あわびの食べられない部分と下処理のポイント
あわびは高級食材として知られていますが、正しく下処理をしないと、硬かったり口に合わない部分が残ってしまいます。特に食べられないのは「赤い部分(くち)」です。ここは口の組織にあたる部分で、硬くて食べづらいだけでなく、風味も良くないので、必ず包丁で丁寧に切り取りましょう。

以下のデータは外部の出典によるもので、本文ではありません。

PR #4514, opened 2022-12-22
ignore kube-proxy environment checking

vincentgoat:

**What type of PR is this?**
/kind cleanup

If we launch an edge node and then restart it, an error occurs:
```
failed to check the running environment: kube-proxy should not running on edge node when running edgecore
```
because pod `kube-proxy` will be launched on every node if there is a deamonset in the K8s cluster.

So, it would be more kind to log a warning rather than exit the edgecore process.

Fixes #

```release-note

```

### DIFF
--- a/edge/cmd/edgecore/app/server.go
+++ b/edge/cmd/edgecore/app/server.go
@@ -154,7 +154,8 @@ func environmentCheck() error {
 		case "kubelet": // if kubelet is running, return error
 			return errors.New("kubelet should not running on edge node when running edgecore")
 		case "kube-proxy": // if kube-proxy is running, return error
-			return errors.New("kube-proxy should not running on edge node when running edgecore")
+			klog.Warningf("kube-proxy is running on edge node, please make sure the kube-proxy is running in the right mode")
+			return nil
 		}
 	}
 


edge/cmd/edgecore/app/server.go
```diff
@@ -154,7 +154,8 @@ func environmentCheck() error {
 		case "kubelet": // if kubelet is running, return error
 			return errors.New("kubelet should not running on edge node when running edgecore")
 		case "kube-proxy": // if kube-proxy is running, return error
-			return errors.New("kube-proxy should not running on edge node when running edgecore")
```
wackxu, line 157: I think when user use edgemesh in the edge node, we had better not run kube-proxy

edge/cmd/edgecore/app/server.go
```diff
@@ -154,7 +154,8 @@ func environmentCheck() error {
...
+			klog.Warningf("kube-proxy is running on edge node, please make sure the kube-proxy is running in the right mode")
```
wackxu, line 157:
```suggestion
			klog.Warningf("kube-proxy is running on edge node. If you plan to use edgemesh, please do not schedule kube-proxy pod to the edge node")
```

edge/cmd/edgecore/app/server.go
fisherxu: Yes, now if users deploy edgemesh on edgenode, it should not install kube-proxy on edge, and now we can't support kube-proxy run normally by default for edge list-watch.

vincentgoat: It's one of the scenes. This check method may not be smooth and we can declare it in the Edgemesh guidebook instead.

また、あわびの身についている黒っぽいヒモ状の部分も取り除くのがおすすめです。これは足の筋にあたり、加熱しても硬いままで、食感を損なうことがあります。ナイフの背やスプーンを使って、優しく外してしまいましょう。家庭で調理する際は、あわびをまな板に置き、包丁で周囲をなぞるようにして不要な部分をていねいに取り除くと、きれいな仕上がりになります。

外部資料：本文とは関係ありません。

PR #4771, opened 2023-05-18
Fixed the issue that the Resource field in the message cloudcore sent to edgecore was not same when the targetUrl started with /

hellocn9:
Fixed the issue that the Resource field in the message cloudcore sent to edgecore was not same when the targetUrl started with /

**What type of PR is this?**
/kind bug

In cloudcore, the RegisterListener and UnregisterListener methods of servicebus use different methods for splicing TargetURLs, resulting in inconsistent splicing results when the TargetURL starts with /, and different Resource fields in the final message sent to edgecore.

fix


hellocn9:
@sids-b @kevin-wangzefeng please review, thanks

hellocn9:
@kevin-wangzefeng @sids-b  Can you review this pr? Or what shoud I do?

身からウロ(内臓)もあらかじめ取り除かれていることが多いですが、生きた状態で調理する場合は、必ず中身をきれいに洗い流すことが大切です。ウロは色が濃く、独特のにおいがあるため、食用には向きません。
あわびはそのまま焼いたり、貝柱を薄切りにして刺身にしたりと、さまざまな調理法が楽しめますが、下処理をしっかりすることで、その風味と食感がぐんと引き立ちます。コリコリとした歯ごたえと甘みを存分に味わうためにも、余分な部分は確実に取り除いてから調理しましょう。